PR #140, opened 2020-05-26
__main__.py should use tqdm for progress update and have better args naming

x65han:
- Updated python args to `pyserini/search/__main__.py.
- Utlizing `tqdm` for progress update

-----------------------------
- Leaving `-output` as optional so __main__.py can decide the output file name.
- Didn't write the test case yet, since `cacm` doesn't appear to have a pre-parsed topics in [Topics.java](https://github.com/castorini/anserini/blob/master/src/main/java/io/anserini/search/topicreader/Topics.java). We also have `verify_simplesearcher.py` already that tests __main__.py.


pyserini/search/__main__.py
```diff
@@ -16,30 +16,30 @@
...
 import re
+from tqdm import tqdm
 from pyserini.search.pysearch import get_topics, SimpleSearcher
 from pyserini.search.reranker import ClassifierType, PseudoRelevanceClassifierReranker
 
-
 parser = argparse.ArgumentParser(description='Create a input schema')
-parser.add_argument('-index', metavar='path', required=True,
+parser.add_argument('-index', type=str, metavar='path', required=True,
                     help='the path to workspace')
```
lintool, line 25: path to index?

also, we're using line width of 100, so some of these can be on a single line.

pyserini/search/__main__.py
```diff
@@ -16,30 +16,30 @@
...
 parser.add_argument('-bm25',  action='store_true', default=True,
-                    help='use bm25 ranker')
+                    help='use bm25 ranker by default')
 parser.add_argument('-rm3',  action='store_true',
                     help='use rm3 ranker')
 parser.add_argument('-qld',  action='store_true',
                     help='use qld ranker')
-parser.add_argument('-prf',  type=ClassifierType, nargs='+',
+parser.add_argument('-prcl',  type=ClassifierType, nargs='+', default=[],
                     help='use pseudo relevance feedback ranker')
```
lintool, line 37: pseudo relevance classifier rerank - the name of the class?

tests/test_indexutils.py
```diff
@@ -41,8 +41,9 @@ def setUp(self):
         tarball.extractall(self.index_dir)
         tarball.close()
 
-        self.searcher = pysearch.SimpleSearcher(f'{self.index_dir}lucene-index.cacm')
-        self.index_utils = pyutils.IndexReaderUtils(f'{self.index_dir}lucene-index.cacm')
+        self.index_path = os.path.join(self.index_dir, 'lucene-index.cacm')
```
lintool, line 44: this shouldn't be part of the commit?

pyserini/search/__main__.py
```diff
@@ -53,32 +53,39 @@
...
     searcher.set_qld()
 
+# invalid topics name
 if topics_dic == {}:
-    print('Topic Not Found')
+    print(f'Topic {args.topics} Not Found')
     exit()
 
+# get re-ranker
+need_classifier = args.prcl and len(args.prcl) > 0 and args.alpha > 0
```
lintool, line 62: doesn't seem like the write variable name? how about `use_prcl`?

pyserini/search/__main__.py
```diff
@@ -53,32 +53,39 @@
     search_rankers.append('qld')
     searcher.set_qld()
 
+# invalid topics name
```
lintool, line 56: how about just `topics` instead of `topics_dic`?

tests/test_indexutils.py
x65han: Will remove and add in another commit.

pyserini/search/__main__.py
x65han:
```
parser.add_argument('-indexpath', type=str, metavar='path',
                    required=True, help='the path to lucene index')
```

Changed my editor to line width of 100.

□ □ □

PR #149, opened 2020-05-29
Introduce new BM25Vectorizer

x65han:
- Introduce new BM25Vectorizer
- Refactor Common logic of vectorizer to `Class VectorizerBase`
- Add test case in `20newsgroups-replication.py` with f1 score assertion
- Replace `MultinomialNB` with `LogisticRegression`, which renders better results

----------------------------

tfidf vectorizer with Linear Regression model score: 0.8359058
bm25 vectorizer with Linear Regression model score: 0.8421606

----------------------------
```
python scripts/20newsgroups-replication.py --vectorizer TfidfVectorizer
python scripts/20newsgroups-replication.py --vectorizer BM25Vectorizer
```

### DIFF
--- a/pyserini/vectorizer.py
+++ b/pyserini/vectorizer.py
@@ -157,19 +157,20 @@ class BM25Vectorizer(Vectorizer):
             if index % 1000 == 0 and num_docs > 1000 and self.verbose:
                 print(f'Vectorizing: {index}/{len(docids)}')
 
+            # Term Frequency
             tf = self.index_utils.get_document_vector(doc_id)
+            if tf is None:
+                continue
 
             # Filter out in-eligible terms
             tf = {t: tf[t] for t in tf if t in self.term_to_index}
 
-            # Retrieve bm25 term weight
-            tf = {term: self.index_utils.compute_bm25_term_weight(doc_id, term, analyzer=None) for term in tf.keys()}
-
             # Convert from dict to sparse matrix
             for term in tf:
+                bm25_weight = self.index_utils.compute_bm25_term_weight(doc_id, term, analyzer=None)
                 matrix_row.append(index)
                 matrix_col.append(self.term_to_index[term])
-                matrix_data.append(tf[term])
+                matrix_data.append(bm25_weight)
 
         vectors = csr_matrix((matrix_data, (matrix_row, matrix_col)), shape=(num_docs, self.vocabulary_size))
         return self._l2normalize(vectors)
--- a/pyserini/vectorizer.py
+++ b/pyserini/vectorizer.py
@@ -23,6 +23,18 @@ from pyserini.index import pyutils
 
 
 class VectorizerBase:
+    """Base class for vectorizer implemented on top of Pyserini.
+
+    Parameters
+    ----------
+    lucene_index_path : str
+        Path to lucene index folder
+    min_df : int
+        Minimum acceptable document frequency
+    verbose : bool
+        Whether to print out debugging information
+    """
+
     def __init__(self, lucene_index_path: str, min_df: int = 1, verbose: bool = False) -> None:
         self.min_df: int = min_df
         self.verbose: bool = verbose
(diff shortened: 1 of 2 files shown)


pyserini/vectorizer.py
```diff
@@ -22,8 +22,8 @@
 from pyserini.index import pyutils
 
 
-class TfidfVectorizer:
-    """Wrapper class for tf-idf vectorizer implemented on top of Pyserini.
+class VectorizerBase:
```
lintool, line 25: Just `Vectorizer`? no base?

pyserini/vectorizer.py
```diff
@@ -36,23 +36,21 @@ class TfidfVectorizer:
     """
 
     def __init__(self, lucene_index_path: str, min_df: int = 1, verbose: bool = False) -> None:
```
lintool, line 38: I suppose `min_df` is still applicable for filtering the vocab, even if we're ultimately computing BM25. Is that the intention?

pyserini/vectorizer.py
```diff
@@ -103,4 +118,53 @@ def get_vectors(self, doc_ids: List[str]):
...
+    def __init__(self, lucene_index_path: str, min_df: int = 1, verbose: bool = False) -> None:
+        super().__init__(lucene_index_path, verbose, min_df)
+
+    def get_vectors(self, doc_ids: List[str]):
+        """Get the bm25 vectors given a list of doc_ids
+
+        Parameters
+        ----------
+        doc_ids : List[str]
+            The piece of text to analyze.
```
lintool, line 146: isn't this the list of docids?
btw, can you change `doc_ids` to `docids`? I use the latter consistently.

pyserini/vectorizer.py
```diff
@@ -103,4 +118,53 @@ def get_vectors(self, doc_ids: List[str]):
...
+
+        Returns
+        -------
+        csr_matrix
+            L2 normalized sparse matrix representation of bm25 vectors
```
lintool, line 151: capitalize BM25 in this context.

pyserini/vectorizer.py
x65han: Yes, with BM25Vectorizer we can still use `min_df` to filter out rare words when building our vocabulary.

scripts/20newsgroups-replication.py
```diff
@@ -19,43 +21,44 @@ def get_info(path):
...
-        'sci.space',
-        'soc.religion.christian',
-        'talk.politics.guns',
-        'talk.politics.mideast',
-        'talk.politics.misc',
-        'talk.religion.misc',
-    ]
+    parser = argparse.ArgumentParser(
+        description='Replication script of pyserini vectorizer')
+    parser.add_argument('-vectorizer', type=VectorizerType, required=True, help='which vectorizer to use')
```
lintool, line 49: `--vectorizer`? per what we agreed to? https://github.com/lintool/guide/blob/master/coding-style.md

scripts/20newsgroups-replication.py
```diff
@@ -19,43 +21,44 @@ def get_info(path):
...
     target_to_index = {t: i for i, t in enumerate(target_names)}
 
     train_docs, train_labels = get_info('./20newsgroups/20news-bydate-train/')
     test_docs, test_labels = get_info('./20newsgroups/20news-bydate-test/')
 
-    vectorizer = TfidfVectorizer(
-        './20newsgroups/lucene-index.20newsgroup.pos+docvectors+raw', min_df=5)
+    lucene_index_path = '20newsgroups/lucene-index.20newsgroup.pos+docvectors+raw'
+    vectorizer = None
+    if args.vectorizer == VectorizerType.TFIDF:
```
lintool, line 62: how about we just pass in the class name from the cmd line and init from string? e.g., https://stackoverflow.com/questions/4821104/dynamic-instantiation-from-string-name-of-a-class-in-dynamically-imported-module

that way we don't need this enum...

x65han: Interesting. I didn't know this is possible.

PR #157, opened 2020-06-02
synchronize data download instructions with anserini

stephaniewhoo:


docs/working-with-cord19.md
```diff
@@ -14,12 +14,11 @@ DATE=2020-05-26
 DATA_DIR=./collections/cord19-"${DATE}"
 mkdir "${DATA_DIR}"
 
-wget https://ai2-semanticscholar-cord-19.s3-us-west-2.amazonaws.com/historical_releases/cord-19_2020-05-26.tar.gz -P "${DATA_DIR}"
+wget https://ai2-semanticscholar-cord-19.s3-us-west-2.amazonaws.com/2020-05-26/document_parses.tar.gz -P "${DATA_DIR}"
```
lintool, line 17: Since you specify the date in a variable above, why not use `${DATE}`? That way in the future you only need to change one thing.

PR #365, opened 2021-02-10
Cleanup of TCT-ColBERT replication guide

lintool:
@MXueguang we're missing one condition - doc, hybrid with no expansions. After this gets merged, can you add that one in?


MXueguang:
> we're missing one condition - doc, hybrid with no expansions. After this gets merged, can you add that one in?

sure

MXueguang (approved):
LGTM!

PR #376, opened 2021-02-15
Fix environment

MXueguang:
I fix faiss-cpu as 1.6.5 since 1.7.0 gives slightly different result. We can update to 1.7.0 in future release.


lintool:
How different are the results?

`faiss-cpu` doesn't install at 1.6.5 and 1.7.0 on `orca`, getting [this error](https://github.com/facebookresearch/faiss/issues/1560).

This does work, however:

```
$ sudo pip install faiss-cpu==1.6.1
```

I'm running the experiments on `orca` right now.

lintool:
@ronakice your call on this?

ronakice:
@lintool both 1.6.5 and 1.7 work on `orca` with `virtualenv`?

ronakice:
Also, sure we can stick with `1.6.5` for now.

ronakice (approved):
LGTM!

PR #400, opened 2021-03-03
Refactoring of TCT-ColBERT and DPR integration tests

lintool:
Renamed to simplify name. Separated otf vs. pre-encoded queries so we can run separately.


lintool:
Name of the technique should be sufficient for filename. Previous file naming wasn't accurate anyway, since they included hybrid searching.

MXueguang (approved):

□ □ □

* **INSTRUCTIONS TO FOLLOW**: Search the listing above for lines containing "case", and copy them.

* **THE ANSWER**:
- Didn't write the test case yet, since `cacm` doesn't appear to have a pre-parsed topics in [Topics.java](https://github.com/castorini/anserini/blob/master/src/main/java/io/anserini/search/topicreader/Topics.java). We also have `verify_simplesearcher.py` already that tests __main__.py.
- Add test case in `20newsgroups-replication.py` with f1 score assertion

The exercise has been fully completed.